Formation Mechanism of Wind Ripples

风波纹的形成机制

• 批准号: 2334792
• 负责人: Orencio Duran Vinent
• 金额: $ 33.6万
• 依托单位: Texas A&M Engineering Experiment Station
• 依托单位国家: 美国
• 项目类别: Standard Grant
• 财政年份: 2024
• 资助国家: 美国
• 起止时间: 2024-09-01 至 2027-08-31
• 项目状态: 未结题
• 来源: https://www.nsf.gov/awardsearch/showAward?AWD_ID=2334792&HistoricalAwards=false
• 关键词: Formation; Mechanism; Wind; Ripples

Sand surfaces develop ripples and dunes in almost every known environment. Because of their ubiquity, ripples preserved in the geological record are invaluable to interpret past or remote climates, atmospheric conditions and fluvial regimes. In this context, understanding how ripples form is crucial to relate their size to environmental factors. According to conventional wisdom, decameter-scale dunes and decimeter-scale ripples on Earth emerge from clearly different processes related to wind motion and sand transport. However, recent experiments shattered this clean distinction by showing the emergence of an unexplained second type of wind ripple, somehow akin to water ripples and large ripples on Mars. The proposed investigation of this potentially ubiquitous new type of bedform can alter the interpretation of ripples in the field and the geological record, and shed light into some unexplored complexities of sediment transport. Broader impacts include the development of several public exhibits intended for K-12 students and educators, in collaboration with outreach experts at TAMU. The project will also provide research and educational opportunities for two early career principal investigators and undergraduate and graduate students.This research will investigate the emergence of these new “hydrodynamic” (also called “drag”) ripples on Earth using a combination of Computational Fluid Dynamics (CFD) and grain-scale transport simulations. The goal is to uncover the physical mechanisms controlling the origin and scaling of meso-scale bedforms (ripples) on Earth, and by extension, on water and other planetary bodies such as Mars, Titan and Venus. The three objectives are: validate and calibrate Hanratty’s hydrodynamic model, estimate the transport saturation length, and explain the transition from “impact” to “hydrodynamic” ripples. The central hypotheses are that there is a hidden sub-scale modulation of the aeolian transport layer that can explain the new observations and that hydrodynamic-driven instabilities become less relevant at a large enough grain size, for which only “impact” ripples are to be expected.This award reflects NSF's statutory mission and has been deemed worthy of support through evaluation using the Foundation's intellectual merit and broader impacts review criteria.

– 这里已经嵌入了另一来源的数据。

PR #401, opened 2024-05-08
New apis from upstream

chqrlie:
cherry-picked 2 simple commits from upstream:

- Add `JS_HasException()
- Add `JS_NewTypedArray()

### DIFF
--- a/quickjs.c
+++ b/quickjs.c
@@ -6305,6 +6305,11 @@ JSValue JS_GetException(JSContext *ctx)
     return val;
 }
 
+JS_BOOL JS_HasException(JSContext *ctx)
+{
+    return !JS_IsNull(ctx->rt->current_exception);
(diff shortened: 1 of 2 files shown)


saghul (approved):

saghul:
Perhaps we should revisit the Uint8Array specific functions we added at some point.

chqrlie:
> Perhaps we should revisit the `Uint8Array` specific functions we added at some point.

Indeed, I am not sure about the arguments to C API `JS_NewTypedArray`. It should probably take a length and a `const void *` to optionally initialize the array contents.

saghul:
Shall we land this? We can improve the APIs once in?

bnoordhuis:
Both APIs exist now in NG so I'll go ahead and close this.

PR #704, opened 2024-11-18
Simplify definition of NaN

bnoordhuis:
Replace u64->double bitcast with 0.0/0.0

<hr>

Because I'm curious if it really works everywhere (it should)

### DIFF
--- a/cutils.h
+++ b/cutils.h
@@ -362,7 +362,7 @@ static inline double fromfp16(uint16_t v) {
     double d, s;
     int e;
     if ((v & 0x7C00) == 0x7C00) {
-        d = (v & 0x3FF) ? NAN : INFINITY;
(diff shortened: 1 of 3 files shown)


saghul:
ha, it does work!

saghul (approved):

saghul:
I don't have a strong opinion whether we should have this or the current one in master.

bnoordhuis:
Ha, you were right w.r.t 0.0/0.0 - VS 2019 rejects it. Definitely a compiler bug but okay, that settles that, closing.

> D:\a\quickjs\quickjs\cutils.h(365,1): error C2124: divide or mod by zero [D:\a\quickjs\quickjs\build\qjs.vcxproj]

PR #708, opened 2024-11-20
Remove unnecessary parameters

hxcliff:
Enhanced msvc cross-compile compatibility

### DIFF
--- a/cutils.c
+++ b/cutils.c
@@ -1131,7 +1131,7 @@ void rqsort(void *base, size_t nmemb, size_t size, cmp_f cmp, void *opaque)
 
 #ifdef _WIN32
  // From: https://stackoverflow.com/a/26085827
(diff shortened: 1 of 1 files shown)


saghul:
Can you clarify how this helps?

hxcliff:
> Can you clarify how this helps?

This msvc version of the function does not depend on tz, tz was introduced (and not used) in the linux version of the function, where if it was for binary compatibility I think it could be retained but the function name has changed and there is no binary compatibility issue. Then in a cross-compiled environment it even brings some compiler alerts

hxcliff:
And in linux the tz parameter is only used in the kernel, so I think it's possible to remove the unnecessary parameter

bnoordhuis (approved):
Seems fine to me.

PR #712, opened 2024-11-21
Use closefrom() to close open file descriptors

### LINKED ISSUE #711: Bad js_os_exec performance with high file descriptor limit
js_os_exec tries to close all fds in the range 3..sysconf(_SC_OPEN_MAX). When `ulimit -n` is set to something high (1 million on my system), that takes considerable time.

Maybe the loop is the best we can do on other systems, but on linux, replacing it with `close_range(3, INT_MAX, 0)` should speed it up considerably.

bnoordhuis:
Replace the naive close() loop in js_os_exec with closefrom().

On my system RLIMIT_NOFILE is set to 1 million and the delay from the loop gets noticeable when I spawn many processes.

Fixes: https://github.com/quickjs-ng/quickjs/issues/711

### DIFF
--- a/quickjs-libc.c
+++ b/quickjs-libc.c
@@ -2997,6 +2997,15 @@ static int my_execvpe(const char *filename, char **argv, char **envp)
     return -1;
 }
 
+static js_once_t js_os_exec_once = JS_ONCE_INIT;
+
+static void (*js_os_exec_closefrom)(int);
+
+static void js_os_exec_once_init(void)
+{
+    js_os_exec_closefrom = dlsym(RTLD_DEFAULT, "closefrom");
+}
+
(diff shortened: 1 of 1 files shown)


saghul (approved):
Missing include?

bnoordhuis:
I don't think so, it lives in unistd.h but it's hidden behind `_DEFAULT_SOURCE` on my slightly older ubuntu system. Something probably changed in newer releases.

That said, I discovered musl doesn't have closefrom at all so I'd probably have to dlsym it or use a weak symbol. It'd be nice if something like this could be a simple change for once but we can't have that, can we?

saghul (approved):

PR #715, opened 2024-11-21
Don't share class functions across Set and Map

### LINKED ISSUE #714: And Set seems to have a non-standard .groupBy method
And Set seems to have a non-standard .groupBy method

_Originally posted by @p-bakker in https://github.com/quickjs-ng/quickjs/discussions/713#discussioncomment-11334716_

saghul:
Map has groupBy and Set doesn't.

Fixes: https://github.com/quickjs-ng/quickjs/issues/714

### DIFF
--- a/quickjs.c
+++ b/quickjs.c
@@ -40204,7 +40204,7 @@ typedef struct JSIteratorHelperData {
     JSValue func; // predicate (filter) or mapper (flatMap, map)
     JSValue inner; // innerValue (flatMap)
     int64_t count; // limit (drop, take) or counter (filter, map, flatMap)
-    JSIteratorHelperKindEnum kind : 8; 
+    JSIteratorHelperKindEnum kind : 8;
     uint8_t executing : 1;
     uint8_t done : 1;
 } JSIteratorHelperData;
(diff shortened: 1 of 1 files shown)


quickjs.c
```diff
@@ -48412,10 +48416,11 @@ void JS_AddIntrinsicMapSet(JSContext *ctx)
...
         obj1 = JS_NewCFunctionMagic(ctx, js_map_constructor, name, 0,
                                     JS_CFUNC_constructor_magic, i);
-        if (i < 2) {
-            JS_SetPropertyFunctionList(ctx, obj1, js_map_funcs,
-                                       countof(js_map_funcs));
-        }
+        if (i == 0)
+            JS_SetPropertyFunctionList(ctx, obj1, js_map_funcs, countof(js_map_funcs));
+        else if (i == 1)
+            JS_SetPropertyFunctionList(ctx, obj1, js_set_funcs, countof(js_set_funcs));
```
bnoordhuis: Your code is not the least bit wrong but from a code clarity perspective, maybe consider assigning that `JS_CLASS_MAP + i` a few lines up to a local variable and then using it here:
```suggestion
        if (class_id == JS_CLASS_MAP)
            JS_SetPropertyFunctionList(ctx, obj1, js_map_funcs, countof(js_map_funcs));
        if (class_id == JS_CLASS_SET)
            JS_SetPropertyFunctionList(ctx, obj1, js_set_funcs, countof(js_set_funcs));
```

bnoordhuis (approved):

quickjs.c
saghul: 👍👍

PR #716, opened 2024-11-21
Remove non-standard properties from Function.prototype

saghul:
Closes: https://github.com/quickjs-ng/quickjs/discussions/713


bnoordhuis:
So... I'm acutely aware they're non-standard but they're also pretty useful.

saghul:
I have no strong opinion TBH.

I made the PR in case we concluded we wanted them out.

For documentation purposes: what use do you have for them?

bnoordhuis:
I guess it's a little debug tool because it tells you where a function object comes from.

saghul:
I'm ok with having it.

PR #719, opened 2024-11-22
Do not depend on c99 for(int

trufae:


bnoordhuis:
Why? It's a c11 project.

trufae:
It’s the only variable defined inside the for statment and pops a warning when compiling it from other projects that dont set c99 compat. I would appreciate it

saghul:
Yes it's the only change... for now.

I don't mind landing the change, but I worry we'll have to find ourselves defending the inclusion of c11 features as a requirement in the future, when this project has set c11 as the requirement from the start.

Why can't you compile QuickJS in c11 mode?

trufae:
R2 target build support for old compilers, i’m gradually deprecating some and i prefer not to add extra flags when compiling C code. For example visual studio only added support for c11 in 2022 iirc.. and r2 builds on windows xp and other ancient unixes like pre-2000 AIX systems that are still running nowadays. I would like to have workarounds for portability reasons if needed. But considering this is just the only thing that compilers complain it shouldnt really harm. I can have local patches if needed. But i totally understand the qjsng requirements, and personally from the coding style pov, definining variables inside the for statement always looked a like a c++ism to me. But anyway thats just personal needs that wanted to share, whatever you choose to do with the pr im fine :)

bnoordhuis:
I'm okay with landing this but it's at best temporary reprieve. I'm curious, what will you do when we merge something old compilers simply choke on?

trufae:
That’s a problem for my future self (:

quickjs.c
```diff
@@ -11351,6 +11351,7 @@ static int js_ecvt(double d, int n_digits,
         }
     } else {
 #if defined(FE_DOWNWARD) && defined(FE_TONEAREST)
+	int i;
```
saghul, line 11354:
```suggestion
    int i;
```

quickjs.c
```diff
@@ -11351,6 +11351,7 @@ static int js_ecvt(double d, int n_digits,
...
         /* generate 2 extra digits: 99% chances to avoid 2 calls */
```
saghul, line 11355:
```suggestion
	    int i;
        /* generate 2 extra digits: 99% chances to avoid 2 calls */
```

quickjs.c
saghul, line 11354:
```suggestion
        int i;
```

PR #722, opened 2024-11-25
Fix leak when interpreter exits due to exception

### LINKED ISSUE #720: Assert failed while error statements
```c
 assert(list_empty(&rt->gc_obj_list));
```

image

saghul:
Fixes: https://github.com/quickjs-ng/quickjs/issues/720

### DIFF
--- a/gen/function_source.c
+++ b/gen/function_source.c
@@ -57,8 +57,11 @@ static JSContext *JS_NewCustomContext(JSRuntime *rt)
 
 int main(int argc, char **argv)
 {
+  int r;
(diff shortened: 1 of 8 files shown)


bnoordhuis (approved):
qjsc.c and run-test262.c need to be updated too, right? They both call js_std_loop without handling the return value.

saghul:
> qjsc.c and run-test262.c need to be updated too, right? They both call js_std_loop without handling the return value.

Ops, yeah!

bnoordhuis (approved):

PR #724, opened 2024-11-25
Simplify release CI

saghul:


bnoordhuis (approved):
Rubberstamp LGTM

saghul:
> Rubberstamp LGTM

🙏  FTR: the failing test is the gcc 4.8 one which is going out. In addition, release jobs run on every PR, so I won't find out the release CI is broken just about when making one :-P

PR #725, opened 2024-11-25
Drop GCC 4.8 CI

saghul:
The workaround to use an old Node version no longer works: https://github.com/actions/checkout/issues/1590


bnoordhuis (approved):
Good riddance!

PR #729, opened 2024-12-01
Add option to use clang's MSVC ABI

### LINKED ISSUE #728: Compiling with CMake & Clang on Windows with MSVC ABI (not using clang-cl or the MSVC toolchain) causes QuickJS to try to link to `m.lib`
Title is descriptive enough.

Oliver-makes-code:
Fixes #728.

Adds `QJS_CLANG_MSVC_ABI` option, defaulted to `OFF`. It doesn't link `libm` if it's `ON`.
I opted to have it be an option, because implementing behavior to check the clang target would add too much complexity.


saghul:
Can't we detect this in CMake?

Oliver-makes-code:
You *can* detect it, but since it's a generally niche use-case, it didn't seem worth the extra complexity to me.

saghul:
I politely disagree :-)

Let's see how much it really takes to get this right.

Would this work?

```
find_library(M_LIBRARIES m)
if(M_LIBRARIES)
    list(APPEND qjs_libs m)
endif()
```

bnoordhuis:
>  it's a generally niche use-case, it didn't seem worth the extra complexity to me.

The counterargument is that build options are really hard to remove once people start depending on them, so adding them should be done sparingly.

Oliver-makes-code:
> I politely disagree :-)
> 
> Let's see how much it really takes to get this right.
> 
> Would this work?
> 
> ```
> find_library(M_LIBRARIES m)
> if(M_LIBRARIES)
>     list(APPEND qjs_libs m)
> endif()
> ```

This could work

saghul:
Can you give it a try? If it works we could just land that.

Oliver-makes-code:
It seems to work

CMakeLists.txt
```diff
@@ -212,7 +212,17 @@ find_package(Threads)
...
+# try to find libm
+string(TOLOWER "${CMAKE_C_COMPILER}" CC_LOWER)
+string(FIND "${CC_LOWER}" "clang" CLANG_SUBSTRING)
+if(CLANG_SUBSTRING GREATER -1)
+    set(IS_CLANG ON)
+else()
+    set(IS_CLANG OFF)
+endif()
+find_library(M_LIBRARIES m)
+if(NOT MSVC AND (NOT IS_CLANG OR (IS_CLANG AND M_LIBRARIES)))
```
saghul: This looks to involved. Don't we just want to skip the check on MSVC and TCC?

CMakeLists.txt
```diff
@@ -212,7 +212,17 @@ find_package(Threads)
 if(NOT CMAKE_SYSTEM_NAME STREQUAL "WASI")
     list(APPEND qjs_libs ${CMAKE_THREAD_LIBS_INIT})
 endif()
-if(NOT MSVC)
+
+# try to find libm
+string(TOLOWER "${CMAKE_C_COMPILER}" CC_LOWER)
+string(FIND "${CC_LOWER}" "tcc" TCC_SUBSTRING)
```
saghul: This won't work. You can check for TCC like so: `CMAKE_C_COMPILER_ID STREQUAL "TinyCC"`

PR #732, opened 2024-12-02
Add "compile_module" and "eval_module" flags to std.evalScript

saghul:
This is preparation for standalone binaries support, we need the ability to compile source as a module and then evaluate it.

### DIFF
--- a/quickjs-libc.c
+++ b/quickjs-libc.c
@@ -848,7 +848,9 @@ static JSValue js_evalScript(JSContext *ctx, JSValue this_val,
     JSValue options_obj;
     BOOL backtrace_barrier = FALSE;
     BOOL eval_function = FALSE;
+    BOOL eval_module = FALSE;
     BOOL compile_only = FALSE;
+    BOOL compile_module = FALSE;
     BOOL is_async = FALSE;
     int flags;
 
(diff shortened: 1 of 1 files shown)


saghul:
Sample usage:

```js
import * as std from "qjs:std";
import * as bjson from "qjs:bjson";

// See quickjs.h
const JS_WRITE_OBJ_BYTECODE = 1 << 0;
const JS_WRITE_OBJ_REFERENCE = 1 << 3;
const JS_WRITE_OBJ_STRIP_SOURCE = 1 << 4;
const JS_READ_OBJ_BYTECODE = 1 << 0;
const JS_READ_OBJ_REFERENCE = 1 << 3;

function compileFile(file) {
  const data = std.loadFile(file);
  const bytecode = std.evalScript(data, {
    compile_only: true,
    compile_module: true
  });
  return bjson.write(bytecode, JS_WRITE_OBJ_BYTECODE | JS_WRITE_OBJ_REFERENCE | JS_WRITE_OBJ_STRIP_SOURCE);
}

function evalBytecode(buffer, byteOffset, length) {
  const bytecode = bjson.read(buffer, byteOffset, length, JS_READ_OBJ_BYTECODE | JS_READ_OBJ_REFERENCE);
  return std.evalScript(bytecode, {
    eval_module: true
  });
}

const buf = compileFile('./t.js');
evalBytecode(buf, 0, buf.byteLength);
```

bnoordhuis (approved):

PR #1029, opened 2025-04-15
Add os.exePath

saghul:
It gets the current executable path. Implementation lifted from libuv. Currently implemented for the following platforms:

- Linux
- macOS
- Windows


cutils.c
```diff
@@ -1201,6 +1204,110 @@ int64_t js__gettimeofday_us(void) {
     return ((int64_t)tv.tv_sec * 1000000) + tv.tv_usec;
 }
 
+#if defined(_WIN32)
+int js_exepath(char* buffer, size_t* size_ptr) {
```
bnoordhuis: Can I suggest fixing up the style (right-leaning star, no blanks between cast and expression, that sort of thing)?

quickjs-libc.c
```diff
@@ -2237,6 +2238,16 @@ static JSValue js_os_cputime(JSContext *ctx, JSValueConst this_val,
...
 #endif
 
+static JSValue js_os_exepath(JSContext *ctx, JSValueConst this_val,
+                             int argc, JSValueConst *argv)
+{
+    char buf[JS__PATH_MAX];
+    size_t len = sizeof(buf);
+    if (js_exepath(buf, &len))
+        return JS_UNDEFINED;
+    return JS_NewStringLen(ctx, buf, len);
```
bnoordhuis, line 2248: I'm sure you aware but paths that aren't proper UTF-8 are going to get mangled.

quickjs-libc.c
```diff
@@ -4023,6 +4034,7 @@ static const JSCFunctionListEntry js_os_funcs[] = {
     OS_FLAG(SIGTTOU),
     JS_CFUNC_DEF("cputime", 0, js_os_cputime ),
 #endif
+    JS_CFUNC_DEF("exePath", 0, js_os_exepath ),
```
bnoordhuis, line 4037: Maybe a getter instead of a function? Just a thought, either is fine.

bnoordhuis (approved):

cutils.c
saghul: Sure!

quickjs-libc.c
saghul: Not sure we can use one of those here because its being attached to the module and not an o next but I'll take a look!

quickjs-libc.c
saghul: When could that happen? On Windows? We utf8 encode the result there...

bnoordhuis: On Linux file paths are really just byte strings and can have any encoding. macOS's HFS+ uses UTF-8 but in NFD<sup>1</sup> so filenames don't round-trip the way you would expect them to.

<sup>1</sup> Not even canonical NFD, I think, so even if you pass in a path that's fully decomposed to NFD, you're still not guaranteed to get back a byte-for-byte copy.

saghul: Let's solve that when it arises ;-)

chqrlie: > On Linux file paths are really just byte strings and can have any encoding. macOS's HFS+ uses UTF-8 but in NFD1 so filenames don't round-trip the way you would expect them to.
>
> 1 Not even canonical NFD, I think, so even if you pass in a path that's fully decomposed to NFD, you're still not guaranteed to get back a byte-for-byte copy.

Yes filenames on macOS are converted to a form where accented letters are decomposed into the base character followed by the modifier codepoints.  My understanding is it simplifies the case independent filename matching for file systems that support it.  This becomes a problem when trying to match filenames returned by opendir/readdir with known filenames, and when trying to detect if 2 pathnames refer to the same file, which can fail for so many other reasons that nobody sane should try and rely on pathnames for this.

在几乎每个已知的环境中，沙子表面都会形成涟漪和沙丘。由于其无处不在，地质记录中保存的波纹对于解释过去或偏远的气候，大气条件和河流方案是无价的。在这种情况下，了解波纹形式如何将其大小与环境因素联系起来至关重要。根据传统的智慧，地球上的dec仪规模沙丘和分解尺度的波纹来自与风运动和沙子运输有关的明显不同的过程。但是，最近的实验通过显示出意外的第二种风涟漪的出现，破坏了这种清洁的区别，某种方式类似于水涟漪和火星上的大涟漪。提出的对这种潜在无处不在的新型床形的研究可以改变对田间和地质记录中波纹的解释，并将光线降为一些意外的沉积物运输复杂性。更广泛的影响包括与TAMU的外展专家合作开发了针对K-12学生和教育的几个公开展览。该项目还将为两名早期职业主要研究人员以及本科生和研究生提供研究和教育机会。这项研究将使用计算流体动力学（CFD）和谷物规模的运输模拟来调查这些新的“流体动力”（也称为“阻力”）在地球上涟漪的出现。目的是揭示控制地球上介质床形（波纹）的起源和缩放的物理机制，并扩展在水和其他行星体上，例如火星，泰坦和金星。这三个目标是：验证和校准Hanratty的流体动力模型，估算运输饱和长度，并解释从“冲击”到“流体动力学”波纹的过渡。中心假设是，对风相传层有隐藏的子尺度调节，可以解释新的观察结果，并且在足够大的谷物尺寸上，流体动力学驱动的不稳定性在足够大的谷物尺寸上变得较少相关，只有“影响”波纹是预期的。这是NSF的法定任务，反映了通过评估的依据，这表明了这一奖项，这是通过评估的范围来进行评估的，这是一位众多的构成者。